Параллелизм разными способами затушеван, но все же конец первого стиха и конец третьего явно корреспондируют:

Урну с водой уронив, об утес ее дева разбила...
...Чудо! не сякнет вода, изливаясь из урны разбитой.

Также корреспондирует второй и четвертый стихи:

Дева печально сидит, праздный держа черепок...
...Дева, над вечной струей, вечно печальна сидит.

Этот простой параллелизм усложняется рядом тонких прямых и контрастных соответствий отдельных моментов: отдельные слова настойчиво повторяются в соответствующих стихах: второй и четвертый стих связываеЧ анафора (начало) «Дева», этим же словом скреплены и первый стих со вторым, нарушая и оживляя симметрию:

                                       

                                       ...дева разбила.
Дева печально сидит...

В первом и третьем стихах в первом полустишии повторено словоџ«вода»: «Урну с водой»... «не сякнет вода». В первом стихе сказуемое и прямое дополнение расставлены по краям длинного стиха:

Урну с водой уронив, об утес ее дева разбила.

В соответственном третьем стихе эти два слова сближены в конце стиха:

...изливаясь из урны разбитой...

Точно то же, но в обратной последовательности происходит в четных стихах. Стоящие во втором полустишии рядом слова: «Дева печально сидит» — в четвертом оказываются по краям стиха:

Дева, над вечной струей, вечно печальна сидит.

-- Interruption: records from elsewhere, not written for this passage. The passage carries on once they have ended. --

PR #2494, opened 2022-02-13
Measures are continuous from below: general case

glacode:
Now that ` ~~>* ` is available, we can state continuity from below for both the bounded and the unbounded case (with a single notion of convergence).

( Changed comments for Lemmas, as suggested in https://github.com/metamath/set.mm/pull/2479 )

### DIFF
--- a/discouraged
+++ b/discouraged
@@ -14360,6 +14360,8 @@ New usage of "bnnv" is discouraged (7 uses).
 New usage of "bnrel" is discouraged (1 uses).
 New usage of "bnsscmcl" is discouraged (0 uses).
 New usage of "bocardo" is discouraged (0 uses).
+New usage of "br1steqgOLD" is discouraged (0 uses).
+New usage of "br2ndeqgOLD" is discouraged (0 uses).
 New usage of "bra0" is discouraged (1 uses).
 New usage of "bra11" is discouraged (6 uses).
 New usage of "braadd" is discouraged (1 uses).
@@ -14754,6 +14756,8 @@ New usage of "cnvbracl" is discouraged (2 uses).
 New usage of "cnvbramul" is discouraged (1 uses).
 New usage of "cnvbraval" is discouraged (1 uses).
 New usage of "cnvcnvOLD" is discouraged (0 uses).
+New usage of "cnvsnOLD" is discouraged (0 uses).
+New usage of "cnvsngOLD" is discouraged (0 uses).
 New usage of "cnvssOLD" is discouraged (0 uses).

Напомним еще одно соответствие — повторение «вечной струей» и «вечно печальна». Но этого мало — начальное полустишие заключает в себе изумительное звуковое соответствие: слово «урна» повторяется как бы эхом в слегка искаженном виде в слове «уронив». Наконец на втором плане менее отчетливо виднеется еще система антитез. Первое двустишие противопоставлено второму, в первом двустишии урна с водой разбита, во втором — совершается чудо: вытекающая вода не иссякает из урны.

Наконец в каждом двустишии есть своя антитеза: в первом — за быстрым, громким стихом ў«уронив... разбила») следует стих, дающий картину неподвижности, молчания («печальна сидит»). Во втором двустишии громкое восклицание вначале: «Чудо!» — и изображение движения текущей воды («не сякнет... изливаясь») сменяется стихом, заключающим в себе синтетический образ движения и неподвижности:

Дева, над вечной струей, вечно печальна сидит.

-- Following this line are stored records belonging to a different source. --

PR #2504, opened 2022-02-17
Add sumeq2d to iset.mm

jkingdon:
In general, my progress on #2167 has been going extremely slowly. This pull request is the first time in a long time that I've made enough of an advance that it seems like progress.

The theorem is sumeq2d which is an (approximate) intuitionization of http://us.metamath.org/mpeuni/sumeq2ii.html . Unless I missed something about how this works or could easily work, this requires changing the definition of `sum_` in two ways (relative to what is now in iset.mm):

1. Add an if statement to the finite set case so that the function we pass to `seq` is defined for all ` NN `
2. Add a decidability condition to the series case (basically matches the discussion of decidability in #2167 although here we are adding the decidability to the definition itself rather than merely theorems using it).

The new definition requires changing existing sum theorems and there is also one lemma which is used in the sumeq2dc proof.

Mostly unrelatedly, there's a theorem `frecfun` . Every time I look at the `seq` theorems in iset.mm I think there would be a way to change or remove some of the conditions on them. I still think that is possible, but it never ends up being as easy I think it will be, so if I can make a baby step here and there I do it and `frecfun`, although pretty far from enabling changing much with `seq`, was one thing I was able to prove without much fuss.

### DIFF
--- a/mmil.raw.html
+++ b/mmil.raw.html
@@ -6700,6 +6700,14 @@ intuitionistic and it is lightly used in set.mm</TD>
 </TR>
 
 <TR>
+  <TD>df-sum</TD>
+  <TD>~ df-isum</TD>
+  <TD>Although this defintion is intended to function similarly to
+  the set.mm one, a lot of details have to be changed, especially
+  around decidability, to make sum work.</TD>
+</TR>
+
+<TR>
   <TD>sumex</TD>
   <TD><I>none</I></TD>
   <TD>This will need to replaced by suitable closure theorems.</TD>
@@ -6713,10 +6721,15 @@ intuitionistic and it is lightly used in set.mm</TD>
 </TR>
 
 <TR>
+  <TD>sumeq2ii</TD>
+  <TD>~ sumeq2d</TD>
+</TR>
+
+<TR>
   <TD>df-prod and theorems using it</TD>
   <TD><I>none</I></TD>
   <TD>To define this, will need to tackle all the issues
-  with ~ df-sum plus some more around, for example, not equal to zero
+  with ~ df-isum plus some more around, for example, not equal to zero
   versus apart from zero</TD>
 </TR>
 


iset.mm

Вся эта сложная и богатая ткань соответствий и противопоставлений, частью действующих в одном направлении, частью противоречащих друг другу, напоминает по своей структуре и по своему действию сложную многоголосную контрапунктическую музыку, где голоса звучат то вместе, то расходятся, каждый ведет свою самостоятельную мелодию, и все вместе сливаются в единое художественное построение.

При разборе этого стихотворения пришлось говорить о таких предметах, которые почти что не разработаны в науке — отсутствует классификация, не установлена терминология, не выявлены даже точно пределы области данных явлений. Сюда относится чисто звуковая сторона стиха, а также те явления стиха, которые дают повод говорить о «громком» или «нежном» «тихом» стихе, о быстром или медленном, о более или менее весомом стихе, части стиха, части стихотворения. Все эти обозначения крайне расплывчаты и заведомо метафоричны. Конечно, в прямом смысле стих сам по себе не может быть ни тихим, ни громким, ни быстрым, ни медленным — таким может быть только чтение этого стиха, декламация его.

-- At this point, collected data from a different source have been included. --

PR #2502, opened 2022-02-15
Range cross theorems + minor changes

mazsa:
Mathbox only.
* range cross theorems
* modified Contents of my Mathbox based on the discussion of https://github.com/metamath/set.mm/pull/2485
* TEST ONLY in the comments section of ~ elv based on the https://groups.google.com/g/metamath/c/kdbrroGzJnc/m/7PCMZGgSAQAJ discussion: @digama how do you like my "Inference forms (with ` |- A e. _V ` hypotheses) (...)" modification? Should I revert them next time or can I keep them?
* renaming ~ bropabid to ~ brabidga (cf. ~ brabga in main set.mm)
* comments of ~ brabidga ~ motr ~ ineleq ~ inecmo ~ inecmo2 ~ inecmo3 ~ ineccnvmo ~ ineccnvmo2 ~ alrmomo ~ alrmomo2 ~ opabssi changed because of the comments of @avekens and @benjub in https://github.com/metamath/set.mm/pull/2479
* changing 1 ~~? to ~ in ~ df-xrn
* changing plural to singular in comments of ~ df-xrn ~ xrnss3v and ~ xrnrel .

PR #2496, opened 2022-02-13
Graph theory - minor improvements of Huneke's proof (8)

avekens:
General:
* Convention about "Organizing proofs" (conventions for lemmas) enhanced

Graph theory:

Neighbors/complete graphs:
* definitions of neighbors, universal vertices and complete graphs moved to the corresponding subsections
* theorems about neighbors revised: ~nbgrcl, ~nbgrnvtx0, ~nbgrel, ~nbgrisvtx, ~nbgrssvtx, ~nbgrnself2, ~nbgrssovtx, ~nbgrssvwo2, ~nbgrsym
* ~usgrnbnself2 marked as obsolete
* proofs of theorems about neighbors shortened: ~nbgr2vtx1edg, ~nbuhgr2vtx1edgblem, ~nbuhgr2vtx1edgb, ~nbgr0vtxlem, ~nbusgredgeu0, ~nbfusgrlevtxm1, ~nbfusgrlevtxm2, ~nb3grprlem2, nb3grprlem2, ~nbupgruvtxres
* proofs of theorems about complete graphs shortened: ~cplgr3v, ~cusgrexi

Closed walks as words:
* header comment of section "Closed walks as words" improved/enhanced
* theorems about closed walks as words revised: ~clwwlksn1
* new theorems about closed walks as words : ~loopclwwlksn1b, ~clwwlksn1loopb, ~0clwlkv

Friendship graphs:
* proofs of theorems about friendship graphs shortened: ~frgrnbnb, ~frgrncvvdeqlem1, ~frgrncvvdeqlem2, ~frgrncvvdeqlem3, ~frgrncvvdeqlem9, ~fusgreghash2wspv, ~numclwwlkovf2num, ~numclwlk1lem2foa, ~numclwlk1lem2fo
* theorems about friendship graphs revised: ~extwwlkfablem2, ~numclwwlkovf2exlem2, ~numclwwlkovf2
* comment for ~numclwwlkovf enhanced
* new theorems about friendship graphs: ~numclwwlkovf1, ~clwwlk1loop, ~clwwlk1nloop, ~clwwlk1, ~numclwwlkle1

PR #2505, opened 2022-02-17
Graph theory - some improvements (9)

avekens:
see discussion in PR #2502:
* ~opidg moved from AV's mathbox,
* proof of ~opid shortened
* ~opideq revised in PM's mathbox
* ~opidORIG deleted in PM's mathbox

misc.:
* ~fvmptrab added

graph theory:
* label fragment "uvtxa" changed to "uvtx"
* theorems for universal vertices revised: ~uvtxval, ~uvtxel, ~isuvtx, ~uvtxel1, ~uvtx01vtx
* proofs of theorems for universal vertices shortened: ~uvtxisvtx, ~vtxnbuvtx, ~uvtx0, ~uvtx2vtx1edg, ~uvtxnbgrb
* definitions ~df-cplgr and ~df-cusgr of complete graphs revised (as proposed by TA and BJ, see also discussion in PR [#2496](https://github.com/metamath/set.mm/issues/2496))
* theorems about complete graphs added/revised: ~prcliscplgr, ~cplgruvtxb, ~iscusgr
* proofs of theorems for complete graphs shortened: ~cplgr1v, ~cusgrexi, ~structtocusgr
* Header comment for section "Walks, paths and cycles" added, as promised in PR [#2496](https://github.com/metamath/set.mm/issues/2496)
* 3 comments revised as suggested by TA in PR #[#2496](https://github.com/metamath/set.mm/issues/2496)


set.mm
```diff
@@ -554884,19 +555102,20 @@ relation with an intersection with the same Cartesian product (cf.
...
+     ` <. B , B >. ` .  (Contributed by Peter Mazsa, 22-Jul-2019.)  (Revised by
+     AV, 16-Feb-2022.) $)
+  opideq $p |- ( A e. V -> ( <. A , A >. = <. B , B >. <-> A = B ) ) $=
+    ( wcel cop wceq wa wb opthg anidms anidm syl6bb ) ACDZAAEBBEFZABFZOGZOMNPHA
+    ABBCCIJOKL $.
+
+  $( Obsolete version of ~ opideq as of 16-Feb-2022.  (Contributed by Peter
+     Mazsa, 22-Jul-2019.)  (Proof shortened by AV, 16-Feb-2022.)
+     (New usage is discouraged.)  (Proof modification is discouraged.) $)
+  opideqOLD $p |- ( ( A e. V /\ B e. W ) ->
```
mazsa: I would prefer to delete this opideqOLD: it seems silly after opideq and nobody needs it (incl. me).

set.mm
```diff
@@ -51758,13 +51759,20 @@ we define it to be empty in this case (see ~ opprc1 , ~ opprc2 , and
     MABQUKVMVAVNVCABCGERABDGERUAUBUKVKABUOMZABUPMZJVGAUOUPBESUKVOVEVPVFABCEUCAC
     DBESUDUJABKEUEUFUGABVIURCDTUHUTVBTUI $.
 
+  $( The ordered pair ` <. A , A >. ` in Kuratowski's representation.  Closed
+     form of ~ opid .  (Contributed by Peter Mazsa, 22-Jul-2019.)  (Avoid
+     depending on this detail.) $)
+  opidg $p |- ( A e. V -> <. A , A >. = { { A } } ) $=
```
mazsa, line 51765: thank you.

set.mm
avekens: Usually, OLD theorem will be deleted after one year. However, I can delete it immediatly. But let's wait for other opinions.

set.mm
```diff
@@ -412515,6 +412599,135 @@ about equation (2) in section I.1 in [Bollobas] p. 4.  (Contributed by
...
+  * Paths with particular endpoints: ` ( F ( A ( PathsOn `` G ) B ) `
+
+  * Simple paths with particular endpoints: ` ( F ( A ( SPathsOn `` G ) B ) `
+
+  * Walks of a fixed length N as words with particular endpoints:
+    ` ( F ( A ( WWalksNOn `` G ) B ) `
+
+  * Simple paths of a fixed length N as words with particular endpoints:
+    ` ( F ( A ( WSPathsNOn `` G ) B ) `
+
```
tirix: Thank you very much!
Very clear.

tirix (approved):

set.mm
benjub: OK to delete now.

benjub:
Side remark, not on the content: there is often a large list of commits in your PRs, sometimes old (here, there are many which are two months old). Is it because you really work in parallel to the develop branch, or is it because you do not start with a fresh branch each time ? It looks like some of the older commits have already been merged. The question is not only to @avekens but also to some people who know git better than me and understand what's going on (maybe @tirix ?)

avekens:
> Side remark, not on the content: there is often a large list of commits in your PRs, sometimes old (here, there are many which are two months old). Is it because you really work in parallel to the develop branch, or is it because you do not start with a fresh branch each time ? It looks like some of the older commits have already been merged. The question is not only to @avekens but also to some people who know git better than me and understand what's going on (maybe @tirix ?)

I have to work on a fork, because I have not enough permissions to work in the set.mm repository directly. To create a new fork after each PR would cause a lot of (useless) work, therefore I keep the fork and update it with each PR. Doing this, I can handle merge conflicts easily.

Until December last year, this worked without problems. Since December, however, I also observed that the complete history is shown in the PRs. I think this is not harmful, at least only the changes I actually want to be merged are shown in the diff, and merging itself seems to be without problems' too.

Maybe it depends on the way how my PRs are merged (maybe Norm did it in a different way...).

avekens:
I resolved the merge conflicts now, which were caused by Peter's PR. Although it was a small conflict only, it took some time to handle it...

benjub:
> > Side remark, not on the content: there is often a large list of commits in your PRs, sometimes old (here, there are many which are two months old). Is it because you really work in parallel to the develop branch, or is it because you do not start with a fresh branch each time ? It looks like some of the older commits have already been merged. The question is not only to @avekens but also to some people who know git better than me and understand what's going on (maybe @tirix ?)
> 
> I have to work on a fork, because I have not enough permissions to work in the set.mm repository directly. To create a new fork after each PR would cause a lot of (useless) work, therefore I keep the fork and update it with each PR. Doing this, I can handle merge conflicts easily.
> 
> Until December last year, this worked without problems. Since December, however, I also observed that the complete history is shown in the PRs. I think this is not harmful, at least only the changes I actually want to be merged are shown in the diff, and merging itself seems to be without problems' too.
> 
> Maybe it depends on the way how my PRs are merged (maybe Norm did it in a different way...).

Yes, this is probably due on defaulting to "squash and merge".  I do not know what others think ?

When looking at the global diff of the PR, it is indeed the same, but sometimes it is easier to review commits separately.

My workflow is: after my PR has been merged, I almost always delete my corresponding local branch (git branch -D mybranch), and when I want to start a new work, first I synchonize (git checkout develop && git pull upstream develop), then I create a fresh branch (git checkout -b newbranch), then I do a few iterations of (modify set.mm ; git commit -am "this and that"), and finally I do a (git push origin newbranch).

That said, if you are on another system and changing your workflow would take too much time, then stay as you are.

mazsa:
@avekens @benjub @tirix Strangely enough, I'm that guy who knows the answer. I had the same problem (old commits in new PRs) I googled this out https://stackoverflow.com/questions/41283955/github-keeps-saying-this-branch-is-x-commits-ahead-y-commits-behind and that solved it. (This is useful as well https://gist.github.com/lttlrck/9628955 )

mazsa:
I'll try the workflow of @benjub (published in between).

benjub:
For the record: the page https://github.com/metamath/set.mm/wiki/Getting-started-with-contributing mainly written by @david-a-wheeler does a good job at explaining how to set things up (before reading it, I had no experiene of git).
The thing to remember is that it is a "triangular" thing: you push to your github repository ("origin"), and you pull from the official set.mm github repository ("upstream"), which is why your git commands will look like (git pull upstream develop) and (git push origin mybranch).  The third side of the triangle is the actual PR, done on github. Of course, the first time, you have to indicate git what the "upstream" is and what the "origin" is. This is Step 4 in https://github.com/metamath/set.mm/wiki/Getting-started-with-contributing

When looking at instructions on forums, you will generally want to replace "master" with "develop" since this is how we currently work.

set.mm
```diff
@@ -69732,6 +69740,24 @@ empty set when it is not meaningful (as shown by ~ ndmfv and ~ fvprc ).
...
+    $d M y $.  $d N x y $.  $d X x y $.  $d V x $.  $d ps x $.
+    fvmptrab.f $e |- F = ( x e. V |-> { y e. M | ph } ) $.
+    fvmptrab.r $e |- ( x = X -> ( ph <-> ps ) ) $.
+    fvmptrab.s $e |- ( x = X -> M = N ) $.
+    fvmptrab.v $e |- ( X e. V -> N e. _V ) $.
+    fvmptrab.n $e |- ( X e/ V -> N = (/) ) $.
+    $( Implications for the value of a function defined by the maps-to notation
+       with a class abstraction as a result having an element.  (Contributed by
+       Alexander van der Vekens, 15-Jul-2018.) $)
+    fvmptrab $p |- ( F ` X ) = { y e. N | ps } $=
```
benjub, line 69753: I'm not sure it is worth adding this to Main. It relies on the fact that out-of-domain arguments evaluate to the empty set, which relies on set.mm's particular encoding. It looks like it has a single usage, http://us2.metamath.org/mpeuni/uvtxaval.html, where it would shorten steps around http://us2.metamath.org/mpeuni/fvmptd.html ? To me, the current proof looks preferable.

set.mm
```diff
@@ -412491,6 +412575,135 @@ about equation (2) in section I.1 in [Bollobas] p. 4.  (Contributed by
...
 #*#*#*#*#*#*#*#*#*#*#*#*#*#*#*#*#*#*#*#*#*#*#*#*#*#*#*#*#*#*#*#*#*#*#*#*#*#*#*#
+
+  A "walk" in a graph is usually defined for simple graphs, multigraphs or even
+  pseudographs as "alternating sequence of vertices and edges x0 , e1 , x1 ,
+  e2 , ... , e(l) , x(l) where e(i) = x(i-1)x(i), 0<i<=l.", see definition of
+  [Bollobas] p. 4, or "A walk (of length k) in a graph is a non-empty
+  alternating sequence v_0 e_0 v_1 e_1 ... e_k-1 v_k of vertices and edges in G
+  such that e_i = { v_i , v_i+1 } for all i < k.", see definition of [Diestel]
+  p. 10.
+
```
benjub, line 412586: So why not define a walk in G as a function
f : [[0, 2n]] --> ( Edge(G) u. Vertex(G) ) such that for all 0<=k<=n, f(2k) e. Vertex(G) and for all 0<=k<=n-1, f(2k+1) e. Edge(G, f(2k), f(2k+2))
(where the last set is the set of edges in G between two given vertices; I do not know how it is named in set.mm) ?

set.mm
avekens: I think this pattern is used very often in set.mm, especially to avoid the distiction between sets and proper classes. In the case of uvtxval, the left hand side as well as the right hand side relies on this specialty ( { v e. V | .. } = { v e. ( Vtx `G ) | .. } = { v e. (/) | .. } = (/) if -. G e. _V). Would it be OK if I revise fvmptrab so that N is replaced by a function value ( G ` X ) ?

set.mm
avekens: There is no definition for the set of edges between (two) vertices in set.mm, as far as I know. Therefore, f(2k+1) e. Edge(G, f(2k), f(2k+2)) would have to be replaced by ( f(2k+1) e. Edge(G) /\ { f(2k), f(2k+2) } C_ f(2k+1) ). But is it really useful to mix both sequences into one function? I could imagine that working with such a definition, although it might be more elegant, would be very tedious.

Since a lot of theorems (especially the Koenigsbrg bridge theorem and the friendship theorem) are based on the current definition, which was already used/introduced by @digama0, it would be a huge undertaking to change it. Maybe a study of this approach could be started in a mathbox.

set.mm
benjub: Do you mean something like
```
$e ...
$e |- ( X e. dom F <-> Y e. dom G )
$p |- ( F ` X ) = { y e. ( G ` Y ) | ps }
```
?

set.mm
benjub: Ok. Maybe add to the head comment something like:
Therefore, to stay close to the textbook definition, one could define a walk as a function f : [0...2n] --> ( Edge(G) u. Vertex(G) ) such that for all 0<=k<=n, f(2k) e. Vertex(G) and for all 0<=k<=n-1, ( f(2k+1) e. Edge(G) /\ { f(2k), f(2k+2) } C_ f(2k+1) ) (in "pseudocode").  However, this definition would be uneasy to use, therefore, we decide to define walks as pairs of functions f from { 1 , ... , n } and p from { 0 , ... , n }, where f enumerates...

It might indeed be interesting to state the alternate definition in a mathbox and prove equivalence:
```
function f into (Vertex u. Edges)      <->  interlaced functions v and e
f                                      |->  (f o. (x |-> 2x) , f o. (x |-> 2x+1)) 
(x |-> if(x even, v(x/2), e((x-1)/2))) <-|  (v, e)
```

set.mm
```diff
@@ -412491,6 +412575,135 @@ about equation (2) in section I.1 in [Bollobas] p. 4.  (Contributed by
...
+  p(0) e(f(1)) p(1) e(f(2)) ... p(n-1) e(f(n)) p(n).
+
+  Based on this definition of ` Walks `, the class of all walks, more
+  restrictive constructs are defined:
+
+  * ` Trails `: A "walk is called a _trail_ if all its edges are distinct.",
+    see Definition of [Bollobas] p. 5, i.e., f(i) =/= f(j) if i =/= j.
+
+  * ` Paths `: A _path_ is a walk whose vertices except the first and the last
+    vertex are distinct, i.e., p(i) =/= p(j) if i =/= j, except i = 0 and
```
benjub, line 412603: if i < j, except possibly when (i , j) = (0, n)
OR
if i =/= j, except possibly when (i , j) = (0, n) or (n, 0)
OR
(you may write couples as <. i , j >. instead of (i, j), I don't know what is preferred in comments)

set.mm
avekens: see my latest commit.

set.mm
```diff
@@ -412491,6 +412575,135 @@ about equation (2) in section I.1 in [Bollobas] p. 4.  (Contributed by
...
+  * ` SPaths ` (simple paths): A _simple path_ "is a walk with distinct
+    vertices.", see Notation of [Bollobas] p. 5, i.e., p(i) =/= p(j)
+    if i =/= j.
+
+  * ` ClWalks ` (closed walks): A walk whose endvertices coincide is called a
+    _closed walk_, i.e.,  p(0) = p(n).
+
+  * ` Circuits `: "A trail whose endvertices coincide (a closed trail) is
+    called a _circuit_." (see Definition of [Bollobas] p. 5), i.e.,
+    f(i) =/= f(j) if i =/= j and p(0) = p(n).
```
benjub, line 412615: Maybe add: equivalently, a circuit is a closed walk with distinct edges.

set.mm
```diff
@@ -412491,6 +412575,135 @@ about equation (2) in section I.1 in [Bollobas] p. 4.  (Contributed by
...
+
+  * ` Cycles `: A path whose endvertices coincide (a closed path) is called a
+    _cycle-, i.e., i.e. p(i) =/= p(j) if i =/= j, except i = 0 and j = n, and
+    p(0) = p(n).
```
benjub, line 412619: Maybe add: equivalently, a cycle is a closed walk with distinct vertices.

set.mm
```diff
@@ -412491,6 +412575,135 @@ about equation (2) in section I.1 in [Bollobas] p. 4.  (Contributed by
...
+
+  * ` EulerPaths ` (Eulerian paths): An _Eulerian path_ is "a trail containing
+    all edges" (see definition in [Bollobas] p. 16), i.e.,  f(i) =/= f(j) if
```
benjub, line 412622: double quotes unnecessary

benjub: maybe: all edges of the graph

benjub: so an Eulerian path is a trail, not a path ? Why not "Eulerian trail", then ?

set.mm
```diff
@@ -412491,6 +412575,135 @@ about equation (2) in section I.1 in [Bollobas] p. 4.  (Contributed by
...
+
+  * Cycles are circuits ( ~ cycliscrct ):
+    ` ( Cycles `` G ) C_ ( Circuits `` G ) `
+
+  * (Non trivial) cycles are not simple paths ( ~ cyclnspth ):
+    ` ( F =/= (/) -> ( F ( Cycles `` G ) P -> -. F ( SPaths `` G ) P ) ) `
+
+  * Eulerian paths are trails ( ~ eupthistrl ):
+    ` ( EulerPaths `` G ) C_ ( Trails `` G ) `
+
```
benjub, line 412661: Is an Eulerian path a path ?

set.mm
```diff
@@ -412491,6 +412575,135 @@ about equation (2) in section I.1 in [Bollobas] p. 4.  (Contributed by
...
+  * Paths with particular endpoints: ` ( F ( A ( PathsOn `` G ) B ) `
+
+  * Simple paths with particular endpoints: ` ( F ( A ( SPathsOn `` G ) B ) `
+
+  * Walks of a fixed length N as words with particular endpoints:
+    ` ( F ( A ( WWalksNOn `` G ) B ) `
+
+  * Simple paths of a fixed length N as words with particular endpoints:
+    ` ( F ( A ( WSPathsNOn `` G ) B ) `
+
```
benjub, line 412706: Thanks @avekens, that's a very useful head comment !

set.mm
avekens: Hm, in textbooks, the vertices and edges in a walk are usually indexed separately, like x0 , e1 , x1 , e2 , ... , e(l) , x(l) where e(i) = x(i-1)x(i), 0<i<=l, see definition of [Bollobas] p. 4, or v0 e0 v1 e1 ... e(k-1) v(k) such that e(i) = { v(i) , v(i+1) } for all i < k, see definition of [Diestel]  p. 10. With your definition, it would be x0 , e1 , x2 , e3 , ... , e(2l-1) , x(2l) where e(2i+1) = x(2i)x(2i+2), 0<i<l.

set.mm
benjub: Your new statement does not depend on the encoding and looks more natural, so I prefer it and I think it's ok to have it in Main (although I do not know if it is widely applicable).  The comment has problems ("result having" and "an function"). Maybe:
> Value of a function defined in maps-to notation with value a particular kind of restricted abstraction (the function ` F ` is the subfunction of ` G ` cut out by ` ph ` ).

Does it hold when _V is replaced by V and you add $p |- X e. V -> ( ... ? (or use deduction form)

benjub: And do you think that the extra generality of my above proposal with `( X e. dom F <-> Y e. dom G )` is useless ? (it may very well be)

set.mm
benjub: Ok. So either add "One could define a walk as a function f : [0...2n] --> ( Edge(G) u. Vertex(G) ) such that...", or leave the comment as it is, as you prefer.

avekens: I will add a hint to this alternate definition in my next PR.

set.mm
avekens: * double quotes indicates that it is a quotation of Bollobas.
* although not mentioned by Bollobas, I will add "[of the graph]" as proposed.
* Although Eulerian paths need not be paths according to our definition, they are often called "Eulerian paths" in literature. @digama0 also used this term for his proof of the Koenigsberg Bridge theorem. A more detailed discussio  is provided in the header comment of section "Eulerian paths".

set.mm
avekens: not necessarily, see above.

set.mm
avekens: Your proposal is more general, but I see no application at the moment. Furthermore, I think it is a little bit different regarding DV conditions, and therefore it is not (directly) applicable for the prove of ~uvtxval.
I'll put it in my mathbox (as theorem ~fvmptrabdm ).

set.mm
benjub: Since this is a red herring, it may be worth repeating here: "Note, however, that an Eulerian path need not be a path."

set.mm
avekens: Done

set.mm
avekens: Done

set.mm
avekens: Done

set.mm
avekens: done (based on the first suggestion)

benjub (approved):

set.mm
digama0: > Ok. Maybe add to the head comment something like: Therefore, to stay close to the textbook definition, one could define a walk as a function f : [0...2n] --> ( Edge(G) u. Vertex(G) ) such that for all 0<=k<=n, f(2k) e. Vertex(G) and for all 0<=k<=n-1, ( f(2k+1) e. Edge(G) /\ { f(2k), f(2k+2) } C_ f(2k+1) ) (in "pseudocode").

I would challenge the claim that this is in fact closer to the textbook definition if such a path is notated as `v_0 e_0 v_1 e_1 ...`. In a textbook presentation I can't imagine a single sequence where the type of the object changes on every alternate index being less confusing in any way.

benjub: @digama0 : you're probably right, but... pistol or sword ? Where shall we meet at dawn ? I choose @avekens as my second.

digama0: If we're dueling, then as my evidence I would point to [wikipedia](https://en.wikipedia.org/wiki/Path_(graph_theory)) and [MathWorld](https://mathworld.wolfram.com/Walk.html), which both use two sequences `v_i` and `e_i` (although the wikipedia version differs slightly in taking the v_i sequence as existential). Neither one even mentions the idea of an even/odd sequence such as you have proposed. Do you have a source?

benjub: As I wrote above, you're probably right, but dueling is no fun without a dose of bad faith ! (and irony is harder to convey in words)
(edit: so to be blunt: yes, you're right, and I recognized it in my previous comment; I was just trying to be humorous!)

Все же приходится употреблять подобные неточные выражения, рискуя впасть в дилетантизм: оставить вовсе без рассмотрения соответствующие явления — значит совершенно обесплодить стиховедческую науку, превратить ее в сухое, формалистическое переливание из пустого в порожнее. Ведь все то, что в стихе связывает «форму» со «смыслом», делает форму «выразительной», все это относится именно к области, почти вовсе не разработанной и являющейся удобной поживой для всяческого импрессионистического дилетантизма. Следует все же пытаться пробивать научные пути в этой области, работая осторожно и серьезно. Надо только иметь в виду, что все изыскания из-за отсутствия в настоящее время какого бы то ни было сравнительного материала остаются только разрозненными наблюдениями.

Трудно даже установить, свойственно ли это такому роду произведений Пушкина, или же творчеству Пушкина в целом, или же данному поэтическому стилю эпохи, или, наконец, поэзии вообще. Настоящее время есть только время собирания материалов, наблюдений и нащупывания путей их разработки44.